Activity: The expected response is the full set of records, unchanged.

Excerpts from a dataset:

Issue #7702, opened 2021-03-03
[FxA-Settings] "Save" button changes its dimensions while saving a profile picture


data-sync-user:
**Build**
 Stage [Train 1.201.1]

**Affected platforms**
 iOS 14.4
 Android 9
macOS 10.14.6

**Steps to reproduce**

1. Navigate to [https://accounts.stage.mozaws.net/beta/settings/](https://accounts.stage.mozaws.net/beta/settings/) and login using an existing account.
1. Click on the "Add" button displayed on the right side of the Picture section.
1. Click on the "Add photo" button.
1. Select an image and click the "Open" button.
1. Click on the "Save" button.

**Expected results**
 "Save" button maintains its default sizes.

**Actual Results**
 "Save" button modifies its height during the saving process.

**Additional notes:**
 This issue is not reproducible on Windows 10 64-bit.

┆Issue is synchronized with this [Jira Bug](https://jira.mozilla.com/browse/FXA-3120)
┆Attachments: <a href="https://jira.mozilla.com/secure/attachment/15393/gif14.gif">gif14.gif</a>
┆Issue Number: FXA-3120

karinabk:
I implemented a simple fix here. If you have a more appropriate solution, please share! @jodyheavener @LZoog 
Also, I assumed that there is a mistake in the issue description since height doesn't change

data-sync-user:
➤ Vasilica Tamas commented:

This issue is verified as fixed on Stage [Train 1.204.2] under Windows 10 64-bit, macOS 10.14.6, Android 9 and iOS 14.4. I confirm that the "Save" button successfully maintains its default size during the saving process.

PR #8136, opened 2021-04-05
fix(fxa-settings): make "Save" button stable

karinabk:
## Because

-"Save" button changed its size during the saving process

## This pull request

-Removes strict padding
-Adds specific width

Closes:  https://github.com/mozilla/fxa/issues/7702

## Checklist

### DIFF
--- a/packages/fxa-settings/src/components/PageAvatar/buttons.tsx
+++ b/packages/fxa-settings/src/components/PageAvatar/buttons.tsx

Output of the task:
Issue #7702, opened 2021-03-03
[FxA-Settings] "Save" button changes its dimensions while saving a profile picture


data-sync-user:
**Build**
 Stage [Train 1.201.1]

**Affected platforms**
 iOS 14.4
 Android 9
macOS 10.14.6

**Steps to reproduce**

1. Navigate to [https://accounts.stage.mozaws.net/beta/settings/](https://accounts.stage.mozaws.net/beta/settings/) and login using an existing account.
1. Click on the "Add" button displayed on the right side of the Picture section.
1. Click on the "Add photo" button.
1. Select an image and click the "Open" button.
1. Click on the "Save" button.

**Expected results**
 "Save" button maintains its default sizes.

**Actual Results**
 "Save" button modifies its height during the saving process.

**Additional notes:**
 This issue is not reproducible on Windows 10 64-bit.

┆Issue is synchronized with this [Jira Bug](https://jira.mozilla.com/browse/FXA-3120)
┆Attachments: <a href="https://jira.mozilla.com/secure/attachment/15393/gif14.gif">gif14.gif</a>
┆Issue Number: FXA-3120

karinabk:
I implemented a simple fix here. If you have a more appropriate solution, please share! @jodyheavener @LZoog 
Also, I assumed that there is a mistake in the issue description since height doesn't change

data-sync-user:
➤ Vasilica Tamas commented:

This issue is verified as fixed on Stage [Train 1.204.2] under Windows 10 64-bit, macOS 10.14.6, Android 9 and iOS 14.4. I confirm that the "Save" button successfully maintains its default size during the saving process.

PR #8136, opened 2021-04-05
fix(fxa-settings): make "Save" button stable

karinabk:
## Because

-"Save" button changed its size during the saving process

## This pull request

-Removes strict padding
-Adds specific width

Closes:  https://github.com/mozilla/fxa/issues/7702

## Checklist

### DIFF
--- a/packages/fxa-settings/src/components/PageAvatar/buttons.tsx
+++ b/packages/fxa-settings/src/components/PageAvatar/buttons.tsx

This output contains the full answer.